(Stored data entries)
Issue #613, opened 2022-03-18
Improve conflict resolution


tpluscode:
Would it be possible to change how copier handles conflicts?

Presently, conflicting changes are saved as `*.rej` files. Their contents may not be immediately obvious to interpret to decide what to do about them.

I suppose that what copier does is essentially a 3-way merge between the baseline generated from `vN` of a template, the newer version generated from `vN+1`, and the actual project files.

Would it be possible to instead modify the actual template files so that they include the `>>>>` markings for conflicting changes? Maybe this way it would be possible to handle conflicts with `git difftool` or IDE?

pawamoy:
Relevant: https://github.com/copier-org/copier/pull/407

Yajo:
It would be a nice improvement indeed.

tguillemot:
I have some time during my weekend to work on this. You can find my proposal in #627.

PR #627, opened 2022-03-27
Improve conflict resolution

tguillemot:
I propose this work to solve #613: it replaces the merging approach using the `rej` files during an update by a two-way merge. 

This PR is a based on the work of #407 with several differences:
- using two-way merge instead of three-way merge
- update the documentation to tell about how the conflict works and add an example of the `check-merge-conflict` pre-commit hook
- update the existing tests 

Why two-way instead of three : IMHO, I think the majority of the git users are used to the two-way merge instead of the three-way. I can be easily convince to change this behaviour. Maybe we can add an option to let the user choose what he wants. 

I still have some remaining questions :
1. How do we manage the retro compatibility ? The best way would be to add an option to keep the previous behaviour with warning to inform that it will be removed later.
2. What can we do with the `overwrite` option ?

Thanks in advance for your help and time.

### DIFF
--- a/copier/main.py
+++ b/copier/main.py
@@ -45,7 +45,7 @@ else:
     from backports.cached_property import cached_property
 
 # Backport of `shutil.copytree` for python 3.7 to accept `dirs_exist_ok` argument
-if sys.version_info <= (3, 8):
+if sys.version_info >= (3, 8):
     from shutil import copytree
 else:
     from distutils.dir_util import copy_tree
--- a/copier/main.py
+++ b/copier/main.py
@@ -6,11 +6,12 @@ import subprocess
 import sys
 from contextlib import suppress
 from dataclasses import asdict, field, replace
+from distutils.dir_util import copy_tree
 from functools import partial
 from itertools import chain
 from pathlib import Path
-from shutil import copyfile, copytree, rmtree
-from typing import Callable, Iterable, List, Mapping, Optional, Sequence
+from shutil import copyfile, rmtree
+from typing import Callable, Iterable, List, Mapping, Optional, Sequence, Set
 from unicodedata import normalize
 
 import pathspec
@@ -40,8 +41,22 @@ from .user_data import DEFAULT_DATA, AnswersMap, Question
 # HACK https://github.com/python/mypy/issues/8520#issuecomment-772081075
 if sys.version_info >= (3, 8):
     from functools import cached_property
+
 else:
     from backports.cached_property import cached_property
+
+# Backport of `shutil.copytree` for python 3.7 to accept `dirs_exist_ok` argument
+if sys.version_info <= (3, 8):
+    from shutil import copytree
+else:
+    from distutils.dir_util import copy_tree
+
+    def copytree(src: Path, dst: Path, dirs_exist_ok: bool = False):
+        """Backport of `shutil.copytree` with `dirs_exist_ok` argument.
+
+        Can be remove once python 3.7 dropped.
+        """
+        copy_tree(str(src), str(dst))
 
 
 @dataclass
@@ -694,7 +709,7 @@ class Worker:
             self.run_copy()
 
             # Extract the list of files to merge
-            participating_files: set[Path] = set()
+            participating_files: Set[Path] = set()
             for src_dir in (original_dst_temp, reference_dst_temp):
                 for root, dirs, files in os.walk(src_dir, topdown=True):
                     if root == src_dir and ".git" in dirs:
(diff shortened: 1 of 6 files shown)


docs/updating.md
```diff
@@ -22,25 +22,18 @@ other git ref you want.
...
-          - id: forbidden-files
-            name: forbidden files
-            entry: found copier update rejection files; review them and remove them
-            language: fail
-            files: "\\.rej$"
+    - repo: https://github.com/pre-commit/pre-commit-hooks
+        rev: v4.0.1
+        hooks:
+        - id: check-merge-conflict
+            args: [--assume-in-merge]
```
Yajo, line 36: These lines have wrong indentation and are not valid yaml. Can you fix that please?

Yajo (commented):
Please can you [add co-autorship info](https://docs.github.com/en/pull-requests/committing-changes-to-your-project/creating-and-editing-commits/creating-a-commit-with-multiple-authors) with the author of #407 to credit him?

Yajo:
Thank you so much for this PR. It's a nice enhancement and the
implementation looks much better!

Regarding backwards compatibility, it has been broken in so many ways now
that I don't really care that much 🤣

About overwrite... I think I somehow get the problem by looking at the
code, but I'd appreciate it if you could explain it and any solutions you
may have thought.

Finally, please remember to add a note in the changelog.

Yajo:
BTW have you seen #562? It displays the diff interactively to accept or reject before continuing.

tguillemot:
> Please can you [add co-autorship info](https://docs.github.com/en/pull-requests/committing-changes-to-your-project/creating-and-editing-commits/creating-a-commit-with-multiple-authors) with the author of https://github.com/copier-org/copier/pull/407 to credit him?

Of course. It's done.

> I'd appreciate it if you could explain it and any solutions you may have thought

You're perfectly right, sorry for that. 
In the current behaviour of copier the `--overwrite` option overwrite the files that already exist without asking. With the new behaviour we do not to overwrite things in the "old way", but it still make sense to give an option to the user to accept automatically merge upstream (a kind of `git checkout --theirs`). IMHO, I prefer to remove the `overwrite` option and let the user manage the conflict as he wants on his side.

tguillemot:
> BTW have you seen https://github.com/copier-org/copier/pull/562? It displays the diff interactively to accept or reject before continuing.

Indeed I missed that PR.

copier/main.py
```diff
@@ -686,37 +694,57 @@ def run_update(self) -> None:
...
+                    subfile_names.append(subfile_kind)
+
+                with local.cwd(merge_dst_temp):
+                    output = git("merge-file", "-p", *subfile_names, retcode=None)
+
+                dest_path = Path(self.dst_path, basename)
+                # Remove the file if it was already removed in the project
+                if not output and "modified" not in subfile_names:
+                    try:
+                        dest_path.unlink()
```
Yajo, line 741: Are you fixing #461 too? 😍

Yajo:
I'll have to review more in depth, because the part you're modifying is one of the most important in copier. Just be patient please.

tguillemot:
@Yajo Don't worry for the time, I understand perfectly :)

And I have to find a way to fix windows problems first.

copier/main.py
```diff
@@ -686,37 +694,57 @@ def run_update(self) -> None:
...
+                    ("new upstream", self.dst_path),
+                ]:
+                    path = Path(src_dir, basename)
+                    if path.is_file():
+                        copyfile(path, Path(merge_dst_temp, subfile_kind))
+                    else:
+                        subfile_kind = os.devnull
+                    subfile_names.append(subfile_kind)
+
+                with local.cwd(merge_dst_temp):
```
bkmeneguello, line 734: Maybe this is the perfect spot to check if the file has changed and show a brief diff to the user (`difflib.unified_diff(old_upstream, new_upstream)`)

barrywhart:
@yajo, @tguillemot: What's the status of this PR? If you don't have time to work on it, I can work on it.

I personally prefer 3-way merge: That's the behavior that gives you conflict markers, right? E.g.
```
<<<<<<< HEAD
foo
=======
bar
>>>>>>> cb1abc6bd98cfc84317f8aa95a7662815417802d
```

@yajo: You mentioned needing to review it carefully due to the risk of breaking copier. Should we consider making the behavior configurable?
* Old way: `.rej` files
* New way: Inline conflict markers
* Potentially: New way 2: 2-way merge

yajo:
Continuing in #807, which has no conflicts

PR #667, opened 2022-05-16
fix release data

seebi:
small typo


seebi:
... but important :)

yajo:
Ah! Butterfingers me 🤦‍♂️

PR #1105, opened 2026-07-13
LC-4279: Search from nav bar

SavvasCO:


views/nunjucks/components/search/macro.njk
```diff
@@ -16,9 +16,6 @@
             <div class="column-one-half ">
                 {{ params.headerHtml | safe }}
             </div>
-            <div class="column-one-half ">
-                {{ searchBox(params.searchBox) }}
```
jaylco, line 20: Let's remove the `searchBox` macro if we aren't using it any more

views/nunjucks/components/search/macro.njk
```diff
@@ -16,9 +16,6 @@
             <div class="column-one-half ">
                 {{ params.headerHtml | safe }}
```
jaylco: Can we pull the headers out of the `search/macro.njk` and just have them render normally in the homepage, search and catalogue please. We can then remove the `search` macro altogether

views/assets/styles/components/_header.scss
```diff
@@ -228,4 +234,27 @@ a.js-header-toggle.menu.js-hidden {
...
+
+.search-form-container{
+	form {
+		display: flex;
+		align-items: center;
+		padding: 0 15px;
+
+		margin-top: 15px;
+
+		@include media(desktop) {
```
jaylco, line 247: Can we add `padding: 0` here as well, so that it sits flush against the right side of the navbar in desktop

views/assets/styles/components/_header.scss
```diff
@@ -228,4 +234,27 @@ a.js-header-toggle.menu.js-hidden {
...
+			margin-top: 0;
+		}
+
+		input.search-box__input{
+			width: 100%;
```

What you have to do
All that belongs in the answer is an exact copy of the lines from the start of the records above through the line with "I suppose that".

Answer to the exercise
Issue #613, opened 2022-03-18
Improve conflict resolution


tpluscode:
Would it be possible to change how copier handles conflicts?

Presently, conflicting changes are saved as `*.rej` files. Their contents may not be immediately obvious to interpret to decide what to do about them.

I suppose that what copier does is essentially a 3-way merge between the baseline generated from `vN` of a template, the newer version generated from `vN+1`, and the actual project files.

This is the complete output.